To generate rankings, use the following code.

cURL Request

curl -X 'POST' \
  'http://localhost:8000/v1/ranking' \
  -H 'accept: application/json' \
  -H 'Content-Type: application/json' \
  -d '{
  "model": "nvidia/llama-nemotron-rerank-vl-1b-v2",
  "query": {"text": "which way should i go?"},
  "passages": [
    {"text": "two roads diverged in a yellow wood, and sorry i could not travel both and be one traveler, long i stood and looked down one as far as i could to where it bent in the undergrowth;"},
    {"text": "then took the other, as just as fair, and having perhaps the better claim because it was grassy and wanted wear, though as for that the passing there had worn them really about the same,"},
    {"text": "and both that morning equally lay in leaves no step had trodden black. oh, i marked the first for another day! yet knowing how way leads on to way i doubted if i should ever come back."},
    {"text": "i shall be telling this with a sigh somewhere ages and ages hence: two roads diverged in a wood, and i, i took the one less traveled by, and that has made all the difference."}
  ],
  "truncate": "END"
}'

Response

You should get a response similar to the following.

{
  "rankings": [
    { "index": 0, "logit": -1.2421875 },
    { "index": 3, "logit": -3.029296875 },
    { "index": 2, "logit": -5.41015625 },
    { "index": 1, "logit": -8.2421875 }
  ],
  "usage": 
    {
        "prompt_tokens": 123,
        "total_tokens": 123
    }
}

Best Practices#

A request to the NeMo Retriever Reranking API includes a query, a list of passages, and an optional truncate parameter (either NONE or END, defaulting to NONE). It then reranks the passages based on relevance. While many datastores return scores for passages, those scores are not used by the Reranking API. Only the text of the query and candidate passages are used, and are ranked according to the model’s understanding of the content.

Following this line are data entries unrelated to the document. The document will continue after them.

PR #63, opened 2025-08-19
Warn on ccache

### LINKED ISSUE #36: Detect and disable ccache

furtib:
Why:
Bazel and ccache don't work well together. We should warn the user that their analyzers use ccache and fail the job to force the user to disable ccache (by changing package_layout.json or uninstalling ccache)

What:
Added a new job that checks if any checkers found by CodeChecker are symlinks to ccache. If any are, the job won't produce its output file, failing the build/test.

Note:
Should we, or shouldn't we give the output of the ccache checking job to all other jobs? If we don't give it as input, it might not run before the other jobs.

Addresses:
Fixes #36

### DIFF
--- a/src/code_checker.bzl
+++ b/src/code_checker.bzl
@@ -297,7 +297,29 @@ def _code_checker_impl(ctx):
         inputs = [],
         outputs = [ccache],
         mnemonic = "CCACHE",
-        command = "if ccache --version > /dev/null; then echo ERROR CCACHE FOUND; else echo no-ccache > ccache.txt; fi",
+        arguments = [ccache.path],
+        command = """
+        RED="\\033[0;31m"
+        BOLD="\\033[1m"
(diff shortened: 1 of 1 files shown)


furtib:
After a discussion, we decided that this is not the way forward.

Issue #64, opened 2025-08-25
Running on different sandbox levels


furtib:
**Describe the bug**
Resolution of softlinks in plist files in the codechecker rule fails, depending on the sandbox level used by Bazel.
With certain files (header files, but there could be examples with source files too), the path left in the list file is completely wrong; it looks something like this: `bazel_codechecker/bazel-out/k8-fastbuild/...`

**Versions**
* `CodeChecker 6.26`
* `bazel 6.5.0`
* on branch: [furtib:fix_plist_paths](https://github.com/furtib/codechecker_bazel/tree/fix_plist_paths) commit: 19600a9ada385e073c3ff32df9af0d11a0dafd7d

**To Reproduce**
To reproduce, try:
```bash
bazel build //test/unit/virtual_include:codechecker_virtual_include  --spawn_strategy=processwrapper-sandbox
```
Then, examine the generated list files.

Script to set up from scratch:
```bash
git clone https://github.com/furtib/codechecker_bazel.git
cd codechecker_bazel
git checkout 19600a9ada385e073c3ff32df9af0d11a0dafd7d
USE_BAZEL_VERSION=6.5.0 bazel build //test/unit/virtual_include:codechecker_virtual_include  --spawn_strategy=processwrapper-sandbox
```

**Expected behaviour**
I expected the path to be resolved to the original file

**Additional context**
Docker images use processwrapper-sandbox while local machines use linux-sandbox by default

PR #67, opened 2025-08-26
Add warning about Docker in getting started section

furtib:
Why:
I had a very hard time figuring out why things worked differently in Docker. Now that I have found the answer to this question, I want to preserve it.

What:
Added a warning about Docker using different sandbox environments.

Addresses:
#64

### DIFF
--- a/README.md
+++ b/README.md
@@ -91,7 +91,7 @@ update-alternatives --install /usr/bin/clang clang /usr/bin/clang-18 100
 
 Install CodeChecker:
 > [!Note]
-> Currently the pip installed CodeChecker works best with these rules, which is our recommendation (as opposed to using acustom-built CodeChecker).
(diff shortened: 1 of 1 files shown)


Szelethus (commented):
I agree with the warning, not sure about the placement. We're still a bit weak on separating what belongs to README, CONTRIBUTING, etc. This feels like it'd have a better place in the latter.

Szelethus (approved):
Considering the exploratory state of these rules for now, I think this is a reasonable point of caution for folks testing or future contributors. No, this is absolutely not the perfect place for this warning, but we should reorganize these docs anyways.

My view is that it is better to have this warning somewhere, than still being stuck in a stale PR. Lets remember to speed up our docs refactoring tasks.

PR #71, opened 2025-09-01
Add ccache detection

### LINKED ISSUE #36: Detect and disable ccache

furtib:
Why:
Bazel and ccache don't work well together. We should warn the user that their analyzers use ccache and fail the job to force the user to disable ccache (by changing package_layout.json or uninstalling ccache)

What:
Extended the repository rule that detects CodeChecker to also detect ccache

Addresses:
Fixes https://github.com/Ericsson/codechecker_bazel/issues/36

### DIFF
--- a/src/clang.bzl
+++ b/src/clang.bzl
@@ -1,5 +1,9 @@
 load("@bazel_tools//tools/build_defs/cc:action_names.bzl", "ACTION_NAMES")
 load("@bazel_tools//tools/cpp:toolchain_utils.bzl", "find_cpp_toolchain")
+load(
+    "@default_codechecker_tools//:defs.bzl",
+    "CCACHE_DISABLE"
+)
 
 CLANG_TIDY_WRAPPER_SCRIPT = """#!/usr/bin/env bash
 CLANG_TIDY=$1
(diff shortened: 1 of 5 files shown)


Szelethus (commented):
I want to give some credit, because this really is a novel and clever solution. I just happen not to prefer it to `--ccache-skip`, because we can't guarantee that ccache will be in the PATH, especially if its only used during build configuration (this is not made up, its a legitimate usecase). Can we not just do that, _and_ keep it in `tools.bzl`?

Szelethus (changes requested):
This can of worms has already consumed much more development time than it is worth. I had some success reproducing this or similar solutions on my environment, but I heard @nettle could not.

Lets abandon this patch but not the issue. I just wouldn't make this a priority considering its suprisingly low ROI.

PR #43, opened 2025-08-04
Add a single foss project to test rules on in ci

furtib:
Why: We want to test our rules on real-world examples
What: Added a single FOSS project to the CI pipeline

see issue: #20 

Note:
The goal is to build a robust test suite in small steps.

Depends on:
#62

PR #72, opened 2025-09-03
Create CI job for FOSS tests dynamically

furtib:
Why:
We want to test our rules on real-world examples.
We want this testing framework to be easily extendable.

What:
Added a CI job to collect projects and run tests on all of them.

Depends on:
#43

Addresses:
Fixes: #84

### DIFF
--- a/.github/workflows/foss.yaml
+++ b/.github/workflows/foss.yaml
@@ -74,7 +74,7 @@ jobs:
         
       - name: Run Per-File Bazel CodeChecker
         working-directory: ${{ matrix.project.folder }}/test-proj
-        run: bazel build :code_checker_test
+        run: bazel build :per_file_test
 
   foss_rhel_test:
     name: "Test rules on FOSS project: ${{ matrix.project.name }} (RHEL)"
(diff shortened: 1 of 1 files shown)


.github/foss_project_collector.sh
```diff
@@ -0,0 +1,39 @@
...
+#
+# Unless required by applicable law or agreed to in writing, software
+# distributed under the License is distributed on an "AS IS" BASIS,
+# WITHOUT WARRANTIES OR CONDITIONS OF ANY KIND, either express or implied.
+# See the License for the specific language governing permissions and
+# limitations under the License.
+
+
+if [ -z "$PATCH_DIR" ]; then
+    # PATCH_DIR not set
```
Szelethus, line 19: Might as well add an error message.

.github/foss_project_collector.sh
```diff
@@ -0,0 +1,39 @@
+#!/bin/env bash
```
Szelethus, line 1: Does this _need_ to be a shell script? I can't scratch the itch that this is much more complicated than it needs to be, considering that we have strict rules on how to add a new project to the pool. It might just be down to the fact that I find shell scripts just much harder to decypher against a python script (even if its a few lines lengthier).

Szelethus (commented):
Aha, so this is a best-practice solution detailed in https://docs.github.com/en/actions/how-tos/write-workflows/choose-what-workflows-do/run-job-variations. I think we should highlight that in the comments somewhere.

PR #12, opened 2015-03-21
add shaders to recalbox

hstampfl:


digitalLumberjack:
Sorry i could not merge that pal, but with the new configgen it's now supported :)

PR #16, opened 2015-05-19
issues 188 & 183

rockaddicted:


digitalLumberjack:
Nice :)
Now we have to fix the issue when we have more than 22 systems...

PR #17, opened 2015-05-22
added new systems + modif simplesvgs theme

rockaddicted:
- added wonderswan libretro emulator
- added lutro libretro lua framework
- resized background gw/lynx simplesvgs from 1080p to 720p


digitalLumberjack:
ZUUUUUUBERBE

If truncate is NONE, the container returns an error for inputs whose tokenized representation exceeds the token limit for the underlying model. If truncate is END, all tokens beyond the token limit are ignored (see below).

Token Limits & Truncation#

The token limit is measured after tokenization and applies to each query and passage pair, not to the request character count. The applicable limit depends on the model and runtime configuration. For the current supported models and configurations, refer to Support Matrix. If a deployment overrides NIM_MAX_SEQ_LEN, use the effective configured value for that deployment.

When truncate is END and a query and passage pair exceeds the token limit, tokens are truncated from the end of the passage until the pair fits. If the query itself reaches the token limit, the entire passage can be truncated, which makes the reranking result uninformative.

Max passages#

You can pass up to 512 passages in a single reranking call.

Understanding results#

The results from a reranking request will include a list of objects with index and logit keys. They will be sorted descending by logit value. logit is the raw, unnormalized predictions that a model generates for each query / passage pair.

The index references the index of the passage being referred to in the request. So if the request list included passages ["bears", "house", "grass"] and the indexes in the response are 1,2,0 then the response is saying that the sorted passages order is ["house", "grass", "bears"].

Security & Authentication#

For security and authentication information, see Security and Authentication for NVIDIA NeMo Retriever Reranking NIM.